Ambitions of becoming a gentleman and moving to a higher class, fired by his love for Estella, takes Pip on his journey of great expectations – a journey that is masterfully woven together by Dickens – which ends on the noblest and most reassuring of lessons in life. 

I once again failed to like Dicken’s prose, but I fell in quite a love with his storytelling. This is, by all means measurable, a very thrilling, beautiful, insightful, challenging, and poignant novel – worthy of being claimed one of the classics’ best. Both the structure of the novel – three volumes, each ending on the repeating theme of great expectations and its perils – and also the bridging of two distinct storylines into one towards the end of the novel, are both brilliantly done. 

The first-person narrative also helps Pip not only tell his story, but also judge himself as he narrates – again, brilliant! The strict morality and sense-of justice in this novel is also quite commendable. Rarely seen in novels, Dicken’s confidence in his sense of judgements for his character, alongside his ability to unravel the complications of conflicting traits and how it affects the character, is something assuring for the reader. The judgments, in the Dicken’s world, are called right here on earth – and it is powerful yet also tendering. 
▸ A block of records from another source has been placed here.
PR #2148, opened 2026-09-10
fix(providers): allow an optional API key for openai-compatible endpoints

nixie-ai:
## Why

An operator cannot add an `openai-compatible` provider with an API key. Every setup surface — the `netclaw provider` TUI, the init wizard, and the CLI auth flag — renders an endpoint field and no credential field.

The runtime already supports the key. The descriptor probe, the provider plugin, and the chat client all send an `Authorization: Bearer` header when `ProviderEntry.ApiKey` is present. Only the setup surfaces blocked it.

Root cause: the descriptor declared `EndpointOnlyAuth`, whose `SupportedAuthMethods` is `[AuthMethod.None]`. That type conflated *"auth is optional"* with *"auth is unsupported"*. Surfaces matched the concrete type or the list shape, so both forms silently excluded any credential-optional provider that also accepts a key.

This matters for gateways in front of a protected vLLM / llama.cpp / SGLang endpoint.

## What changes

- Add `OptionalApiKeyAuth` (`[None, ApiKey]`, `None` first so the default path is unchanged).
- Declare it on the openai-compatible descriptor. Ollama stays `EndpointOnlyAuth`.
- Add `IsCredentialOptional()` and `OffersOptionalApiKey()` extension predicates. Surfaces now test capability instead of matching a concrete auth type.
- Collect the optional key on all three surfaces:
  - **CLI** — `--api-key` writes the key; guidance reports authentication as optional.
  - **Provider TUI** — new `AddOptionalApiKey` state after the endpoint, shared by the add flow and the fix flow.
  - **Init wizard** — new sub-step after the endpoint, with help text and back-navigation from validation and model selection.

A blank answer keeps the provider credential-free, preserving the existing default. `AuthMethod.ApiKey` is recorded only when a key exists, so the persisted shape matches the CLI path.

### Two latent regressions now fail loudly

- `--auth api-key` without a key previously wrote a credential-free entry and reported success — a silent fallback. It now errors.
- `SubmitFixCredentials` tested `SupportedAuthMethods.Contains(ApiKey)` as *"required"*. With this descriptor change that would have rejected a legitimate "no key" repair. It now distinguishes required from supported.

No daemon-side change was needed; the config schema needs none either (`Providers` is `additionalProperties: true`).

## Tests

`ProviderCommandTests` gains 5 cases:

- key persists encrypted to secrets and round-trips through `LoadProviders`
- credential-free path still works (regression guard)
- `--auth api-key` without a key fails loudly and writes nothing
- descriptor shape for openai-compatible (`OptionalApiKeyAuth`, `[None, ApiKey]`)
- ollama remains endpoint-only and gains no key prompt

| Gate | Result |
|---|---|
| `dotnet build` (CLI + deps) | 0 errors, 0 warnings |
| `Netclaw.Cli.Tests` | 1359 pass / 5 fail |
| `Netclaw.Daemon.Tests` (provider filters) | 285 pass / 0 fail |
| `dotnet slopwatch analyze` | pass |

The 5 CLI failures are pre-existing and unrelated — all are `MissingConfigFile` doctor checks that fail because the suite runs inside a real netclaw home. Verified by stashing this branch and re-running: the identical 5 fail on clean `upstream/dev`.

## Gates not run

Flagging these rather than implying the change is fully validated:

- **TUI smoke harness not run.** The build environment has no `vhs` and no root for the Ollama install, so the light profile fails during provisioning. Per the contributing guide, Termina changes need native smoke coverage — xUnit cannot drive the Spectre-style prompts, so the new `AddOptionalApiKey` state and the new wizard sub-step have no automated interactive proof. The existing provider-add tape also anchors on a live Ollama probe. **A reviewer with a working harness should run the provider tapes, and a tape covering the optional-key path is worth adding.**
- **Copyright header check not run.** `pwsh` is unavailable in the build environment. Verified manually that all 8 touched files retain their headers.
- **No OpenSpec delta.** The `openspec` CLI is not installed and is not published to npm, and the repo's OpenSpec skill symlinks are broken. If the model-providers capability should gain a requirement for optional Bearer auth, it needs authoring separately.

### DIFF
--- a/src/Netclaw.Cli.Tests/Provider/ProviderCommandTests.cs
+++ b/src/Netclaw.Cli.Tests/Provider/ProviderCommandTests.cs
@@ -8,6 +8,7 @@ using Netclaw.Cli.Config;
 using Netclaw.Cli.Provider;
 using Netclaw.Configuration;
 using Netclaw.Configuration.Secrets;
+using Netclaw.Providers;
 using Netclaw.Providers.OAuth;
 using Netclaw.Tests.Utilities;
 using Xunit;
@@ -108,6 +109,96 @@ public sealed class ProviderCommandTests : IDisposable
         // Verify provider loader decrypts back to usable plaintext
         var loaded = ProviderCommand.LoadProviders(_paths);
         Assert.Equal("sk-or-test-123", loaded["my-openrouter"].ApiKey?.Value);
+    }
+
+    [Fact]
+    public async Task Add_OpenAiCompatibleWithApiKey_PersistsBearerKeyWithoutRequiringAuthMethod()
+    {
+        // The endpoint is credential-optional, so no AuthMethod is written — but the
+        // key must still land in secrets.json and round-trip to the runtime, which
+        // sends it as a Bearer header whenever it is present.
+        var exitCode = await ProviderCommand.RunAsync(
+            ["provider", "add", "my-vllm", "openai-compatible",
+                "--endpoint", "http://my-gpu-server:8000/v1", "--api-key", "sk-gateway-test-123"],
+            _paths, output: _output);
+
+        Assert.Equal(0, exitCode);
+
+        var config = ReadConfigFile(_paths.NetclawConfigPath);
+        var entry = config.RootElement.GetProperty("Providers").GetProperty("my-vllm");
+        Assert.Equal("openai-compatible", entry.GetProperty("Type").GetString());
+        Assert.Equal("http://my-gpu-server:8000/v1", entry.GetProperty("Endpoint").GetString());
+
+        // A supplied key is recorded descriptively so `provider list` reports it.
+        Assert.Equal("ApiKey", entry.GetProperty("AuthMethod").GetString());
+
+        var secrets = ReadConfigFile(_paths.SecretsPath);
+        var encrypted = secrets.RootElement
+            .GetProperty("Providers").GetProperty("my-vllm")
+            .GetProperty("ApiKey").GetString();
+        Assert.StartsWith("ENC:", encrypted);
+
+        var loaded = ProviderCommand.LoadProviders(_paths);
+        Assert.Equal("sk-gateway-test-123", loaded["my-vllm"].ApiKey?.Value);
+    }
+
+    [Fact]
+    public async Task Add_OpenAiCompatibleWithoutApiKey_StaysUnauthenticated()
+    {
+        // Regression guard: the credential-free path must keep working after the
+        // descriptor started offering an optional Bearer key.
+        var exitCode = await ProviderCommand.RunAsync(
+            ["provider", "add", "my-llamacpp", "openai-compatible",
+                "--endpoint", "http://my-gpu-server:8080"],
+            _paths, output: _output);
+
+        Assert.Equal(0, exitCode);
+
+        var loaded = ProviderCommand.LoadProviders(_paths);
+        Assert.True(loaded["my-llamacpp"].ApiKey.IsNullOrEmpty());
+        Assert.Equal(AuthMethod.None, loaded["my-llamacpp"].AuthMethod);
+    }
+
+    [Fact]
+    public async Task Add_CredentialOptionalProviderWithAuthApiKeyButNoKey_FailsLoudly()
+    {
+        // --auth api-key is an explicit request for key auth. Writing a
+        // credential-free entry would report success while the gateway answers 401.
+        var exitCode = await ProviderCommand.RunAsync(
+            ["provider", "add", "my-vllm", "openai-compatible",
+                "--endpoint", "http://my-gpu-server:8000/v1", "--auth", "api-key"],
+            _paths, output: _output);
+
+        Assert.Equal(1, exitCode);
+        Assert.Contains("requires --api-key", _output.ToString());
+        Assert.False(File.Exists(_paths.NetclawConfigPath)
+            && ReadConfigFile(_paths.NetclawConfigPath).RootElement
+                .TryGetProperty("Providers", out var providers)
+            && providers.TryGetProperty("my-vllm", out _));
+    }
+
+    [Fact]
+    public void OpenAiCompatibleDescriptor_OffersOptionalApiKeyAndStaysCredentialOptional()
+    {
+        var descriptor = ProviderCommand.CreateDefaultRegistry().Get("openai-compatible");
+
+        Assert.IsType<Netclaw.Providers.OptionalApiKeyAuth>(descriptor.Auth);
+        Assert.True(descriptor.Auth.IsCredentialOptional());
+        Assert.True(descriptor.Auth.OffersOptionalApiKey());
+        Assert.Equal(
+            [AuthMethod.None, AuthMethod.ApiKey],
+            descriptor.Auth.SupportedAuthMethods);
+    }
+
+    [Fact]
+    public void OllamaDescriptor_RemainsEndpointOnlyWithoutOptionalKey()
+    {
+        // Ollama has no gateway story: it must not grow a key prompt.
+        var descriptor = ProviderCommand.CreateDefaultRegistry().Get("ollama");
+
+        Assert.IsType<Netclaw.Providers.EndpointOnlyAuth>(descriptor.Auth);
+        Assert.True(descriptor.Auth.IsCredentialOptional());
+        Assert.False(descriptor.Auth.OffersOptionalApiKey());
     }
 
     [Fact]
--- a/src/Netclaw.Cli/Provider/ProviderCommand.cs
+++ b/src/Netclaw.Cli/Provider/ProviderCommand.cs
@@ -261,6 +261,16 @@ internal static class ProviderCommand
             authMethod = AuthMethod.ApiKey;
         }
 
+        // An explicit --auth api-key on a credential-optional provider must not
+        // silently write an entry with no key. That would report success while the
+        // gateway keeps answering 401 — a silent fallback, which CLAUDE.md forbids.
+        if (forceApiKey && apiKey is null && supportedAuth.Contains(AuthMethod.None))
+        {
+            writer.WriteLine($"Error: Provider '{type}' requires --api-key when using --auth api-key.");
+            writer.WriteLine("Omit --auth api-key to configure this provider without authentication.");
+            return 1;
+        }
+
         ProviderCredentialWriter.WriteProvider(
             paths, name, type, authMethod, endpoint,
             oauthResult: null, apiKey: apiKey, registry);
@@ -570,9 +580,11 @@ internal static class ProviderCommand
 
     private static void WriteProviderGuidance(IProviderDescriptor descriptor, TextWriter writer)
     {
-        if (descriptor.Auth is EndpointOnlyAuth)
+        if (descriptor.Auth.IsCredentialOptional())
         {
-            writer.WriteLine($"{descriptor.DisplayName} runs locally. No authentication required.");
+            writer.WriteLine(descriptor.Auth.OffersOptionalApiKey()
+                ? $"{descriptor.DisplayName} runs locally. Authentication is optional: pass --api-key to send a Bearer token."
+                : $"{descriptor.DisplayName} runs locally. No authentication required.");
             return;
         }
 
--- a/src/Netclaw.Cli/Tui/ProviderManagerPage.cs
+++ b/src/Netclaw.Cli/Tui/ProviderManagerPage.cs
@@ -92,6 +92,7 @@ public sealed class ProviderManagerPage : ReactivePage<ProviderManagerViewModel>
                     ProviderManagerState.AddGitHubCopilotEnterpriseHost => BuildGitHubCopilotEnterpriseHostView(),
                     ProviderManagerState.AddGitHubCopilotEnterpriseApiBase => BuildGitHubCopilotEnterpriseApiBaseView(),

Reading chapter by chapter, and not page by page, I was quite sad and full of guilt at reading the plot-points being revealed while me not reading the book, but a short description of it. I am sure I must have missed a lot of the book by reading the guide and not the book, but at least, I’m happy to have acquainted myself with this worthy story. For now, the dilemma continues – for the final verdict is not due in a lot of time. Meanwhile, the best I can do, is honesty, which I’ve tried my best to do here.